Any dataset for building a deep learning enhancer classifier should be divided into training, validation, and testing data, in a cross-validation mode (e.g., 5-fold). Evaluation metrics were based on the average of each fold of cross-validation. Three deep learning models-MLP, CNN, and RNN, were built. Multilayer perceptrons are fully connected networks. CNN takes advantage of the hierarchical pattern in data and assembles more complex patterns using smaller and simpler patterns. RNN makes use of sequential information among features. Particularly, bidirectional long short-term memory (LSTM) RNN, which can learn long-term dependencies, was adopted. Because we adopted the positional k-mer fold changes, which utilize nucleotide position indexing, features at different positions (especially adjacent positions) could be interdependent. In addition, different k-mers [5, 7, 9, 11] at a nucleotide position represented the second dimension of features. The interdependency and sequence information of positional k-mer fold changes among nucleotide positions rationalize the use of CNN and RNN architectures.
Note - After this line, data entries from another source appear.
PR #11745, opened 2024-12-05
[Storybook] Improve typing, add doc links & remove redundant JSDoc in preview.tsx

Philzen:
- Migrate v6-style export to Storybook 7 default export (as per https://github.com/storybookjs/storybook/blob/next/MIGRATION.md#default-export-in-previewjs)
- Remove redundant JS-style type import
- add typing for preview config object
- add doc link for globalTypes config

### DIFF
--- a/packages/cli/src/lib/templates/storybook.preview.tsx.template
+++ b/packages/cli/src/lib/templates/storybook.preview.tsx.template
@@ -10,10 +10,12 @@ export const globalTypes: GlobalTypes = {}
  * An example, no-op storybook decorator. Use a function like this to create decorators.
  * @see {@link https://storybook.js.org/docs/7/essentials/toolbars-and-globals#create-a-decorator | Create a decorator} 
  */
-const _exampleDecorator = (StoryFn: StoryFn, _context: StoryContext) => {
-  return <StoryFn />
-}
+const _exampleDecorator = (StoryFn: StoryFn, _context: StoryContext) => (
+  <StoryFn />
+)
 
-const preview: Preview = {}
+const preview: Preview = {
+  decorators: [],
+}
 
 export default preview
--- a/packages/cli/src/lib/templates/storybook.preview.tsx.template
+++ b/packages/cli/src/lib/templates/storybook.preview.tsx.template
@@ -1,18 +1,19 @@
 import * as React from 'react'
 
 import type { GlobalTypes } from '@storybook/csf'
-import type { StoryFn, StoryContext } from '@storybook/react'
+import type { Preview, StoryFn, StoryContext } from '@storybook/react'
 
-/** @type { import("@storybook/csf").GlobalTypes } */
+/** @see {@link https://storybook.js.org/docs/7/essentials/toolbars-and-globals#global-types-and-the-toolbar-annotation | Global types and the toolbar annotation}  */
 export const globalTypes: GlobalTypes = {}
 
 /**
  * An example, no-op storybook decorator. Use a function like this to create decorators.
- * @param { import("@storybook/react").StoryFn} StoryFn
- * @param { import("@storybook/react").StoryContext} context
-*/
+ * @see {@link https://storybook.js.org/docs/7/essentials/toolbars-and-globals#create-a-decorator | Create a decorator} 
+ */
 const _exampleDecorator = (StoryFn: StoryFn, _context: StoryContext) => {
   return <StoryFn />
 }
 
-export const decorators = []
+const preview: Preview = {}
+
+export default preview
--- a/packages/cli/src/lib/templates/storybook.preview.tsx.template
+++ b/packages/cli/src/lib/templates/storybook.preview.tsx.template
@@ -1,7 +1,7 @@
 import * as React from 'react'
 
 import type { GlobalTypes } from '@storybook/csf'
-import type { Preview, StoryFn, StoryContext } from '@storybook/react'
+import type { Preview, StoryContext, StoryFn } from '@storybook/react'
 
 /** @see {@link https://storybook.js.org/docs/7/essentials/toolbars-and-globals#global-types-and-the-toolbar-annotation | Global types and the toolbar annotation}  */
 export const globalTypes: GlobalTypes = {}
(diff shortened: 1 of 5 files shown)


Philzen:
I'm wondering if we should either comment out the `_exampleDecorator` or better make it part of the `preview` default export so the generated code won't be flagged by ESLint.

As you know, i like my generated code not to cause any squiggles in any `lint` or `tc` runs :wink:

packages/cli/src/lib/templates/storybook.preview.tsx.template
```diff
@@ -1,18 +1,19 @@
...
- * @param { import("@storybook/react").StoryFn} StoryFn
- * @param { import("@storybook/react").StoryContext} context
-*/
+ * @see {@link https://storybook.js.org/docs/7/essentials/toolbars-and-globals#create-a-decorator | Create a decorator} 
+ */
 const _exampleDecorator = (StoryFn: StoryFn, _context: StoryContext) => {
   return <StoryFn />
 }
 
-export const decorators = []
```
Tobbe, line 18: Did you mean to remove this?

[https://github.com/storybookjs/storybook/blob/next/MIGRATION.md#removed-global-client-apis](This section) of Storybook's migration guide says to use `export const decorators = []` in the preview file.

But, I haven't used Storybook much, and never used SB 7. So I could be totally wrong here

Philzen: The link you are referring to is a subsection of ["7.0 Addon authors changes"](https://github.com/storybookjs/storybook/blob/next/MIGRATION.md#70-addon-authors-changes) :wink: 

As the link i added in the commit message states:
> Storybook 7.0 supports a default export in .storybook/preview.js that should contain all of its annotations. The previous format is still compatible, but **the default export will be the recommended way going forward.**

Using this kind of config for a while now, so i can confirm that it works (and also is like auto-pilot b/c we now have the `Preview` type auto-completion).

Tobbe: I thought we were supposed to have *both* the `decorators` export and the default `preview` export. But that was more a guess than anything.

Tobbe: I found this: https://storybook.js.org/docs/writing-stories/decorators#global-decorators

So maybe, to keep it more similar to what we had before, we should do
```
const preview: Preview = {
  decorators: []
}
```

Philzen: Fine with me.

Philzen:
I did a little test an am getting the impression this file is not being used at all atm.

Tried both deleting storybook from my package JSON and then tried setting up on RW v7 with `yarn rw sbv` (which only creates main.ts and preview-body.html in `web/.storybook`) and `yarn rw sb` (which strangely does not create a `web/config` folder at all.

Looking at https://github.com/Philzen/redwood/commit/8fb0f8633e69777ab9fbf61490deaf67ca0340f1 … is it possible that `configureStorybook.js` can well be deleted and the template for `preview.tsx` should best be moved over to `cli-storybook` instead?

Tobbe:
@arimendelow Could you please have a look at @Philzen's latest comment here? About removing `configureStorybook.js`

Philzen:
> @arimendelow Could you please have a look at @Philzen's latest comment here? About removing `configureStorybook.js`

Ah nevermind about this one – i can see that this file is still required for https://github.com/redwoodjs/redwood/blob/v8.4.1/packages/cli/src/commands/setup/ui/libraries/chakra-ui.js#L10

However the question about the `preview.tsx` template remains. I can see it being referenced in `configureStorybook.js` – although i'm not sure in which scenario it would actually be required (b/c `setup chakra` has its own template for instance).

Still it may be a good idea to copy (instead of moving) it over to `cli-packages/storybook-vite` for a turnkey experience.

arimendelow:
Hi all! `configureStorybook.js` is part of the old SB-Webpack integration, and no longer serves any purpose. Back before Storybook Framework packages, we basically had the Storybook config split between the project and the Redwood Storybook package — `configureStorybook` is what allowed the user to do some level of customizing. Its purpose is to merge the two configs into one.

This need no longer exists. The ChakraUI integration needs to be updated :)

On the `preview.tsx` template, it's not required OOTB, and I felt the Storybook docs were a sufficient guide to create it, but we certainly can start generating it on setup! Like you said, we'd move it to here: https://github.com/redwoodjs/redwood/tree/v8.4.1/packages/cli-packages/storybook-vite/src/commands/templates

And then add a block like this one for creating it in the project: https://github.com/redwoodjs/redwood/blob/85511daa303ec4c135339e3cc0865ee149ece145/packages/cli-packages/storybook-vite/src/commands/storybookHandler.ts#L98C1-L116C4

arimendelow:
So @Philzen you are correct — the file is no longer being used, and these all need to be updated to work with the new integration — it's not just the formatting that needs to change.

Philzen:
@arimendelow many thanks for chiming in!

> `configureStorybook.js` is part of the old SB-Webpack integration, and no longer serves any purpose.

Still, from looking at https://github.com/redwoodjs/redwood/blob/v8.4.1/packages/cli/src/commands/setup/ui/libraries/chakra-ui.js#L10 it seems still required – maybe that can be refactored so all SB-Webpack related stuff can be deleted (as i understand with RW 8 webpack is gone for good)? 

> but we certainly can start generating it on setup!

I'd very much support that – gives much more of a turnkey experience. Thanks for outlining the steps required – however as i currently don't have a full local Redwood dev setup (and also given the above point where it still seems used) i'm a bit anxious making these changes myself w/o being able to fully test them.

Hence my suggestion would be to 
1. merge this PR as it is for now (as it is really not changing a lot except formatting and typing of the existing templates).
2. then you could go forward and cleanup old webpack-related scripts and include the `preview.tsx` template in `storybook-vite`

Philzen:
@arimendelow also i found these

https://github.com/redwoodjs/redwood/blob/85511daa303ec4c135339e3cc0865ee149ece145/packages/project-config/src/paths.ts#L126-L128

which look like they also need to be updated.

Tobbe:
> Hence my suggestion would be to
> 
> 1. merge this PR as it is for now

Sounds good to me. I'll add a changeset and merge it

Tobbe:
@Philzen Can you please write up an issue with the remaining tasks?

Philzen:
> @Philzen Can you please write up an issue with the remaining tasks?

:saluting_face: → #11760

Evaluation of the performance of SeqEnhDL
Discriminating enhancers of a single cell type/tissue from randomly selected sequences have been studied before and provided the foundation for evaluating the performance of SeqEnhDL. We retrieved DNA sequences located within the “strong enhancers” chromatin states of nine cell types from the ENCODE project . The performance of SeqEnhDL was evaluated in terms of accuracy and area under the curve (AUC) for distinguishing enhancers in each cell type. State-of-the-art methods were selected for comparison with SeqEhnDL. gkm-SVM [12, 17] was chosen for comparison because it uses k-mer information to predict enhancers. DanQ  was chosen for comparison because it is an RNN-based tool for predicting the functions of noncoding sequences. The performance of DanQ on each cell type was represented by the highest statistics among predictions on 919 ChIP/DNase-seq marks. When different tools were executed, five-fold cross-validation was employed in order to generate reliable performance measures. Comparisons of performances among different tools (Fig. 2) show that all the three models of SeqEnhDL greatly outperform gkm-SVM and DanQ. SeqEnhDL’s accuracies range from 0.961 to 0.999, suggesting that enhancers can be accurately identified on different cell types. Comparison of Receiver Operating Characteristic (ROC) curves on the hepg2 cell type (Additional file 1: Figure S2) re-confirmed that SeqEnhDL performed better. Of note, we also ran a recent approach based on the ensemble of deep RNNs  for a comparison. However, its accuracies and AUCs were around 0.5 (Additional file 1: Table S1), indicating that this compared approach was ineffective on this study’s datasets.
To validate the advantages of deep learning models over conventional machine learning models regarding enhancer classification, we flattened the k-mer features. We built enhancer classifiers based on six conventional machine learning models. Note that 2000 positive and negative sequences were randomly selected for each cell type and repeated ten times to ensure training each deep learning and conventional machine learning model could be finished within 1 h. Additional file 1: Figure S3 shows that accuracies of SeqEnhCNN and SeqEnhRNN are consistently higher than conventional machine learning models, and SeqEnhMLP is among the second tier in most cell types. These analyses collectively suggest that enhancers present in a single cell type can be accurately identified based on sequence features by SeqEnhDL, and SeqEnhDL significantly outperforms existing methods by better discriminating enhancers from randomly selected sequences.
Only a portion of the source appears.